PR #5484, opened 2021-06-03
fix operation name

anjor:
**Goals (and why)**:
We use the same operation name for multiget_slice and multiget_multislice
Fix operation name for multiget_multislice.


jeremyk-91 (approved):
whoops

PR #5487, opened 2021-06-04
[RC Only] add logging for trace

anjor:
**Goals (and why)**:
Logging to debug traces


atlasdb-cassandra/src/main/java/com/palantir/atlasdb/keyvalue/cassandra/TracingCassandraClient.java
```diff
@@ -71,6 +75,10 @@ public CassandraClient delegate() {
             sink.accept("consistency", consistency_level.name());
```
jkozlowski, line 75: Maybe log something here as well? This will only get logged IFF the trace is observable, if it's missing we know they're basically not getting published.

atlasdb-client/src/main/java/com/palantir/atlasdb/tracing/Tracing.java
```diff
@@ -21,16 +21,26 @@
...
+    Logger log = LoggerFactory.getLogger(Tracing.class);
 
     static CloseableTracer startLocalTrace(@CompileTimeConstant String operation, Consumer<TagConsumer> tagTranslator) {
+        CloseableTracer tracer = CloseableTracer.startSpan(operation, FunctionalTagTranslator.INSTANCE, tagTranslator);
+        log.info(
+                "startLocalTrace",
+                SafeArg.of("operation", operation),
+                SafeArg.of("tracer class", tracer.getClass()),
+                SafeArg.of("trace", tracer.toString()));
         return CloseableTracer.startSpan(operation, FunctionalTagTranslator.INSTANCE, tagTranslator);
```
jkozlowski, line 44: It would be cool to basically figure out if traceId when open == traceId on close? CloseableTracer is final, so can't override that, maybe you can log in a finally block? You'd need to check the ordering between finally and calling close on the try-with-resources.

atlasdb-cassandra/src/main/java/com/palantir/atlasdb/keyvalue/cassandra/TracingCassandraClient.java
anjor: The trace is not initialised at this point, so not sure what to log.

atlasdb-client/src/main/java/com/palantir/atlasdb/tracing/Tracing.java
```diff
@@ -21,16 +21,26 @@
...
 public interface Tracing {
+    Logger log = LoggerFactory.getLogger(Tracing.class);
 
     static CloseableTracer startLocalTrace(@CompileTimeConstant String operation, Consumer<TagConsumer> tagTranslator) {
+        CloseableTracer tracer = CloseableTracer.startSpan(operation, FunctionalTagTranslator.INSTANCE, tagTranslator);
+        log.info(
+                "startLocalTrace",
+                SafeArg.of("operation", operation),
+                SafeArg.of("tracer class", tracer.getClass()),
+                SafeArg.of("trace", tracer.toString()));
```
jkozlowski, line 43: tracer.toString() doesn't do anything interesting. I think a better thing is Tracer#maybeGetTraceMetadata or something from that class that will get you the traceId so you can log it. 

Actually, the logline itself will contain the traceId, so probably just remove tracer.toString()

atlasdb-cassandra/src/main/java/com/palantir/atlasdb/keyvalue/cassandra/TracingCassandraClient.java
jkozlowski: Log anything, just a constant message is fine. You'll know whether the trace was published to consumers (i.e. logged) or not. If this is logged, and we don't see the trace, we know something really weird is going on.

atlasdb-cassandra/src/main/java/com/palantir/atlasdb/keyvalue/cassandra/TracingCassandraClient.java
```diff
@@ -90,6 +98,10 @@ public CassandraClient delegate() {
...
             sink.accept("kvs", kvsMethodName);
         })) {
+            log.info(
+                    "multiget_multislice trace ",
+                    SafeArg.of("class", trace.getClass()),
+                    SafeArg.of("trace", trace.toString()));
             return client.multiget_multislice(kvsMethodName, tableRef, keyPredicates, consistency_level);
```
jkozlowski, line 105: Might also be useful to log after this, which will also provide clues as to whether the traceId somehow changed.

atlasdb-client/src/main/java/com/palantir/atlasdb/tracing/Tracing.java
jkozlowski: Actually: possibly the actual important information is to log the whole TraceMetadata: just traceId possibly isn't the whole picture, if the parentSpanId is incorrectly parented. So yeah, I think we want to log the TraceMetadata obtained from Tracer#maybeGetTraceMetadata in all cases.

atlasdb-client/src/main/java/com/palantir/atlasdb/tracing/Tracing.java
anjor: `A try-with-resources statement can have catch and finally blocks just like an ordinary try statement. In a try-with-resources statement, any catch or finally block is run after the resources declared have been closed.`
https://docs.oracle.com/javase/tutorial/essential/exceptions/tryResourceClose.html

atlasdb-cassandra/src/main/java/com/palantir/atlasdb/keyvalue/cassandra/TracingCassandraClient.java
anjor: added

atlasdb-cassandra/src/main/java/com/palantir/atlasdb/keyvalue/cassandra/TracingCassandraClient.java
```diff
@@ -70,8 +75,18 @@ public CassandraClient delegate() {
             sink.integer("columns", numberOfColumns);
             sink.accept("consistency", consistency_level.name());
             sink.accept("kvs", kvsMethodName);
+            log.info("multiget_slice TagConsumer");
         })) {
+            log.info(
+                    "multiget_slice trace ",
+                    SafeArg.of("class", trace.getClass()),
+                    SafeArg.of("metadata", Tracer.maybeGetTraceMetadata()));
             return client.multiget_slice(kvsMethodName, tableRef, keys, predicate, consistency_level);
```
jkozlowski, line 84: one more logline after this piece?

* * *

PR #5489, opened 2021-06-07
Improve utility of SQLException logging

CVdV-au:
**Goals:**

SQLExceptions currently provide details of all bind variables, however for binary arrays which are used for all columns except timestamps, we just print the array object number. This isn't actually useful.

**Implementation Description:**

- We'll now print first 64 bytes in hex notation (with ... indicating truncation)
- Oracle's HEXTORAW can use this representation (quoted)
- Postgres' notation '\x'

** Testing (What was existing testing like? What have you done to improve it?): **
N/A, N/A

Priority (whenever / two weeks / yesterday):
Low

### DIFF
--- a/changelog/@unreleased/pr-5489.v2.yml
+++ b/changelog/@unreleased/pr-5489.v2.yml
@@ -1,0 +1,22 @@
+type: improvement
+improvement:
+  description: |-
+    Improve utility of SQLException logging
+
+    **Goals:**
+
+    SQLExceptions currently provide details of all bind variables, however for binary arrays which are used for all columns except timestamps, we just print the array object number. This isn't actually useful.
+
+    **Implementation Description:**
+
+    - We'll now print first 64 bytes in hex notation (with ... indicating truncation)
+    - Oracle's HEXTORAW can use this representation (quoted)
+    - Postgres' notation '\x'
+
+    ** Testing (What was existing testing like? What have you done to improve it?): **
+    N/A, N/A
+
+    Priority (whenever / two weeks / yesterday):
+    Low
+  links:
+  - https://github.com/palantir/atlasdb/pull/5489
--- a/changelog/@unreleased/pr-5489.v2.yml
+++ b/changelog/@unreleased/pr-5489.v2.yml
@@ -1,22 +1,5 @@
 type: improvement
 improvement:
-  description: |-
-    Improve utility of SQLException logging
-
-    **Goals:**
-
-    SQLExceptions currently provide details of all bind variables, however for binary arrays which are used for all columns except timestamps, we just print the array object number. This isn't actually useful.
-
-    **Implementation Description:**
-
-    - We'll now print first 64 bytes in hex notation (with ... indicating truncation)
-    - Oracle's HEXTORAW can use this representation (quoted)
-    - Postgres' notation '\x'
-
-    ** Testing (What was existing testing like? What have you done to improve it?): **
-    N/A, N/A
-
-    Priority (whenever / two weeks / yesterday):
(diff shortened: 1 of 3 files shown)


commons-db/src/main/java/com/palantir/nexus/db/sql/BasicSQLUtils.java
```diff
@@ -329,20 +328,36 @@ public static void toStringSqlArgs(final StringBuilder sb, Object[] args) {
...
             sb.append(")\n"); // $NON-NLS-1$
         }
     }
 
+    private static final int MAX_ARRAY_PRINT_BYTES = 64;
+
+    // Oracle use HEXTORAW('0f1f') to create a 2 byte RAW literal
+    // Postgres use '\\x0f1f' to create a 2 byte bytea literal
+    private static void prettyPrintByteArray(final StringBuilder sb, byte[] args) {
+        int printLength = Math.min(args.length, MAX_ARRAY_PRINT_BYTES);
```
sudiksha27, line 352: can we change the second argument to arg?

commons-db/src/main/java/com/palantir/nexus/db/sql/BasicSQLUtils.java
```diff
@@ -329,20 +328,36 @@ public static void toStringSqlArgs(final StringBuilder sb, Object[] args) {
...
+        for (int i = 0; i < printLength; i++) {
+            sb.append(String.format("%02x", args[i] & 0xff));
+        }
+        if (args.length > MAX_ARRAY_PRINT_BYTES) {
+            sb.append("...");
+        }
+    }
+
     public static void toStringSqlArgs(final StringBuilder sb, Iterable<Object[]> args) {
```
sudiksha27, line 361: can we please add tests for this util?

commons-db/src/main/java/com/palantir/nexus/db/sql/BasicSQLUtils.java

--

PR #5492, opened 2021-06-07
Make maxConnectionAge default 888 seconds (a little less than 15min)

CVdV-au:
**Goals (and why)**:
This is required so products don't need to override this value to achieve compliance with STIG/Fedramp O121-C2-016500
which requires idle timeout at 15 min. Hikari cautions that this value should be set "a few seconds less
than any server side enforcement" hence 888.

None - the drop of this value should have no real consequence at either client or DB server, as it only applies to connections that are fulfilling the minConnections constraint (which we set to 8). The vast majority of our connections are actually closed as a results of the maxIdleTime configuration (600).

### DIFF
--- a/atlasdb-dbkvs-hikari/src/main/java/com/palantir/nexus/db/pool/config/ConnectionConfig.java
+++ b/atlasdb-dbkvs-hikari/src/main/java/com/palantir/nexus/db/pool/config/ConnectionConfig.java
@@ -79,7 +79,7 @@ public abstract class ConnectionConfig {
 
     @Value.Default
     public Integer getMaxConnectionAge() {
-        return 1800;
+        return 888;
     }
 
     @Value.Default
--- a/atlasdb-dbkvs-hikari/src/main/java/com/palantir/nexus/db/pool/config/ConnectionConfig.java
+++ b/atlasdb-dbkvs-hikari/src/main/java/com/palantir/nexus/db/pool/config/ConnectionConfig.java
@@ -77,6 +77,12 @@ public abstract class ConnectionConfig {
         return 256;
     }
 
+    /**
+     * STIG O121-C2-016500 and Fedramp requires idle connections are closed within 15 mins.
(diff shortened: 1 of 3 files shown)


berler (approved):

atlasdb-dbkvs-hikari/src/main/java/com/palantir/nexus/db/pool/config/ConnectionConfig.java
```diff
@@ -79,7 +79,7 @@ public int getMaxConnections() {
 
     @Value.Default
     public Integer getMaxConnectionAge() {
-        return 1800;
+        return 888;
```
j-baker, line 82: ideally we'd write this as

**What the task requires**
Every line of the material above that includes the string "create" is required.

**Exercise response**
+    // Oracle use HEXTORAW('0f1f') to create a 2 byte RAW literal
+    // Postgres use '\\x0f1f' to create a 2 byte bytea literal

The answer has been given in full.